The problem:
Copy exactly the lines of the data below that run from the line holding "PR #798, opened 2019-05-29" through the line holding "MFLUtil::ReadSigsAndVersion(Stream *in, MFLVersion *p_lib_vers", both ends included.

Given information:
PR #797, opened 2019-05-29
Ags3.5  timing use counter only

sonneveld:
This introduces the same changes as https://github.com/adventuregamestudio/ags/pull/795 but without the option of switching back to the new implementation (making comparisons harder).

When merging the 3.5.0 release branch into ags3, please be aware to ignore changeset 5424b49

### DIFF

==

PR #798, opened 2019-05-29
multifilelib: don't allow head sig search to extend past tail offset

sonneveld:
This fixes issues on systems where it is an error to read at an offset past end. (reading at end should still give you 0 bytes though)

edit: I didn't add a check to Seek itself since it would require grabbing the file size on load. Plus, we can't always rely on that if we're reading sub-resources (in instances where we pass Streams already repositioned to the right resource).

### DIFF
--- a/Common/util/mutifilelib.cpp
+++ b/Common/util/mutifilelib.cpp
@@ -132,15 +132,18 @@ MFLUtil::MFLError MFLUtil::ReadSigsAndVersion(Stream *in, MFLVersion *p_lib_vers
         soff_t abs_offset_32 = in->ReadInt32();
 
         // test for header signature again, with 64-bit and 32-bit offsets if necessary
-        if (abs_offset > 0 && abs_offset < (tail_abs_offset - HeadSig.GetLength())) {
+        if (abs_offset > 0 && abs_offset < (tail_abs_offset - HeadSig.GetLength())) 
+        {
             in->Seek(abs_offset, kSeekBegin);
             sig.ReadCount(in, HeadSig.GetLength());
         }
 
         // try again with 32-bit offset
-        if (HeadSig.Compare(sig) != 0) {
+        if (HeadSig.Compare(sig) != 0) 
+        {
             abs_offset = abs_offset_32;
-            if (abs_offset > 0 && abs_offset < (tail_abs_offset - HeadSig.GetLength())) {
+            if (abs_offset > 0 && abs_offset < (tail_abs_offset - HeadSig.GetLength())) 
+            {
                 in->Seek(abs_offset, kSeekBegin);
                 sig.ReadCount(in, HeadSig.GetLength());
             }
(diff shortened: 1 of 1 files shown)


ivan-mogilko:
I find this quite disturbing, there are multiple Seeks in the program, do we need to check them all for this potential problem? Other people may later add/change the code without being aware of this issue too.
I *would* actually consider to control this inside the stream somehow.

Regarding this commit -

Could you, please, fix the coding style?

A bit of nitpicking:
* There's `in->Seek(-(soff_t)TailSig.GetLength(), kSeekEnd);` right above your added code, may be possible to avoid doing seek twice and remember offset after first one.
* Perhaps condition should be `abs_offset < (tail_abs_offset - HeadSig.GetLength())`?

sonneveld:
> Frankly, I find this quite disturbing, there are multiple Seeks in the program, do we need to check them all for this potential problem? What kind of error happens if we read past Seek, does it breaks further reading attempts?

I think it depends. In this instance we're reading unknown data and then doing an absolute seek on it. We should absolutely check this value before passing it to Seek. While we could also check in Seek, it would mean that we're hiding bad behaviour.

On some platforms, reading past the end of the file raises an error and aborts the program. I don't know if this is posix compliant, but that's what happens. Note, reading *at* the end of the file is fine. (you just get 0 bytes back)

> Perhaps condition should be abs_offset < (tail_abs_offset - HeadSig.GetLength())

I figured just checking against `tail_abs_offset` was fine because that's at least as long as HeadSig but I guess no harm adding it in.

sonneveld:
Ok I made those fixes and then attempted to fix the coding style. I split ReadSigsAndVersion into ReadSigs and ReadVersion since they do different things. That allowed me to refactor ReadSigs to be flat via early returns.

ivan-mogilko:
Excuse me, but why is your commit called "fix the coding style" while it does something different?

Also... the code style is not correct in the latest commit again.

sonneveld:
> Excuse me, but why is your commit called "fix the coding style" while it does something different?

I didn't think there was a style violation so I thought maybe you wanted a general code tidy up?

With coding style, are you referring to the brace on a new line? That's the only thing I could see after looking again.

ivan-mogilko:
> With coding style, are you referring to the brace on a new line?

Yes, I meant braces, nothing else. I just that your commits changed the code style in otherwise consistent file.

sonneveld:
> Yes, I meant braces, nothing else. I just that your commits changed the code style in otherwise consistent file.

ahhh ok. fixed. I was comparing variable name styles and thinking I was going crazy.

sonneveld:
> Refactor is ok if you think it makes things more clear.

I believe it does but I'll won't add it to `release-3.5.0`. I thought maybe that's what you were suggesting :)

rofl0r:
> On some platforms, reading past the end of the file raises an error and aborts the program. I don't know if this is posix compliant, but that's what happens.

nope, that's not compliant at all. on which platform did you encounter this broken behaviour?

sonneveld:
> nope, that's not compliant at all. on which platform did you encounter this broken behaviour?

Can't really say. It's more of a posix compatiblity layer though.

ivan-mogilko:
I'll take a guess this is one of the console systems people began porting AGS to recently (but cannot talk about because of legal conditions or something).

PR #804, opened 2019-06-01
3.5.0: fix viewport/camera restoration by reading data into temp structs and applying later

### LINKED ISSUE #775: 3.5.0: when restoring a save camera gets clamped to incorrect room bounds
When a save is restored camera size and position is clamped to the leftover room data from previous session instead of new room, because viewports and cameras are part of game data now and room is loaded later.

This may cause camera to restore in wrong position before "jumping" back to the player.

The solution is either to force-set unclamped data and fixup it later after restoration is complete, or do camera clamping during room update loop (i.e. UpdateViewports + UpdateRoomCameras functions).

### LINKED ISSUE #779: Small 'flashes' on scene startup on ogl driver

Your response:
PR #798, opened 2019-05-29
multifilelib: don't allow head sig search to extend past tail offset

sonneveld:
This fixes issues on systems where it is an error to read at an offset past end. (reading at end should still give you 0 bytes though)

edit: I didn't add a check to Seek itself since it would require grabbing the file size on load. Plus, we can't always rely on that if we're reading sub-resources (in instances where we pass Streams already repositioned to the right resource).

### DIFF
--- a/Common/util/mutifilelib.cpp
+++ b/Common/util/mutifilelib.cpp
@@ -132,15 +132,18 @@ MFLUtil::MFLError MFLUtil::ReadSigsAndVersion(Stream *in, MFLVersion *p_lib_vers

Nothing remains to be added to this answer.